Before concluding, it is illustrative to compare the QAH effect with the AH effect in collinear AFM systems. Both require nonzero Berry curvature and have similar symmetry conditions for potential materials. But they differ at least in the following two aspects: (i) AH effect exists in either three-dimensional or two-dimensional metals, but QAH effect only exists in two-dimensional insulators; (ii) QAH insulators are topological states where the integration of the Berry curvature over the occupied bands is quantized and the corresponding non-zero Chern number is generally resultant from band inversion, but AH effect is not necessarily related to topological electronic structures (although the Weyl cones can enhance the AH effect).

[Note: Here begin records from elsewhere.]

Issue #532, opened 2018-10-29
When a subgraph is deployed, parse it, write it to Postgres as entities using `subgraphs` as the subgraph ID


Jannis:
Depends on https://github.com/graphprotocol/graph-node/issues/531.

Includes deploying this implicit subgraph of subgraphs at startup.

<s>Includes listening to the store for subgraph updates from the GraphQL servers to keep the available subgraphs and their schemas up to date.</s>

timmclean:
If we have all query nodes storing schemas from all subgraphs, will that be a scalability issue?

leodasvacas:
I didn't quite get the requirements for this one.

> keep the available subgraphs and their schemas up to date

Why is this necessary? Isn't it just a matter of putting the subgraph in the store upon deployment?

Jannis:
There are two aspects here:

1. We'll want to be able to query which subgraphs are deployed, what data sources they have etc. We'll want to do this through GraphQL, so when a subgraph is deployed, its manifest needs to
     1. either be stored either as entities (so we can reuse the existing query logic), or
     2. be queryable through a dedicated GraphQL resolver much like `StoreResolver`.

For this, putting the subgraphs into the store is enough.

2. When a subgraph `foo` is queried via e.g. `http://somehost.com/foo/graphql` or subscribed to via `ws://somehost.com/foo`, the GraphQL/HTTP server or GraphQL/WebSocket server need to be able to load the schema of `foo` in order to pass it to the GraphQL runner.

That's what the `keep the available subgraphs and their schemas up to date` is about. Now, it may be fine to resolve the subgraph's schema using the store when the request comes in. In that case we can lazily resolve it in the GraphQL/HTTP or GraphQL/WebSocket server and then pass it to the GraphQL runner. Perhaps that's what we should start with.

@leodasvacas @timmclean What do you think?

timmclean:
Sounds good to me. I like the lazy schema resolution :+1:
My sense is that if all query nodes can handle any query, then we shouldn't have any subgraph-specific state in the query nodes (caching or otherwise). But schemas are small, so I might be overestimating the issue

Jannis:
[...]

Issue #531, opened 2018-10-29
Define a GraphQL schema for a built-in "subgraph of subgraphs"


Jannis:
Could be based on the schema that we have in graph-cli for validating subgraph manifests.
https://github.com/graphprotocol/graph-cli/blob/master/manifest-schema.graphql

fordN:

We come up with a four-band lattice model to illustrate an interesting mechanism to realize AFM QAH insulators. The mechanism provides important guidelines for experimental studies, it indicates that AFM materials satisfying the following conditions are promising to be QAH insulators: (1) respecting the required symmetries (see the main text for the specific magnetic point groups); (2) having nonzero SOC; (3) containing band inversion near the Fermi level. Based on the mechanism and from the first-principles calculations, we predict that the strained monolayer CrO is a candidate AFM material to realize the QAH effect. Once QAH insulator is realized in AFM systems with strong SOC, it may allow people to observe QAH effect close to room temperatures.

Method

First-principles calculations

The electronic structures of a monolayer CrO were studied with the projector augmented wave method43,44 as implemented in the VASP package45,46. The Perdew-Burke-Ernzerhof exchange-correlation functional at the generalized gradient approximation level was adopted to describe the interaction between the ionic cores and the valence electrons47. For the electronic correlation in the d orbitals of Cr2+, we adopted the Hubbard U formalism. The kinetic energy cutoff of the plane-wave basis was set to 700 eV and a 20 × 20 × 1 was adopted for the k-point mesh. The Gaussian smearing method with a width of 0.01 eV was utilized for the Fermi surface broadening. Both cell parameters and internal atomic positions were fully relaxed until the forces on all atoms were smaller than 0.001 eV/Å. The calculated lattice parameters were 1.4 percent less than the previous values41. A 20 Å vacuum layer was used to avoid the residual interaction between adjacent layers. The Berry curvature of monolayer CrO was calculated by using the Wannier90 package48,49. The topological invariants of monolayer CrO were studied by WannierTools package50.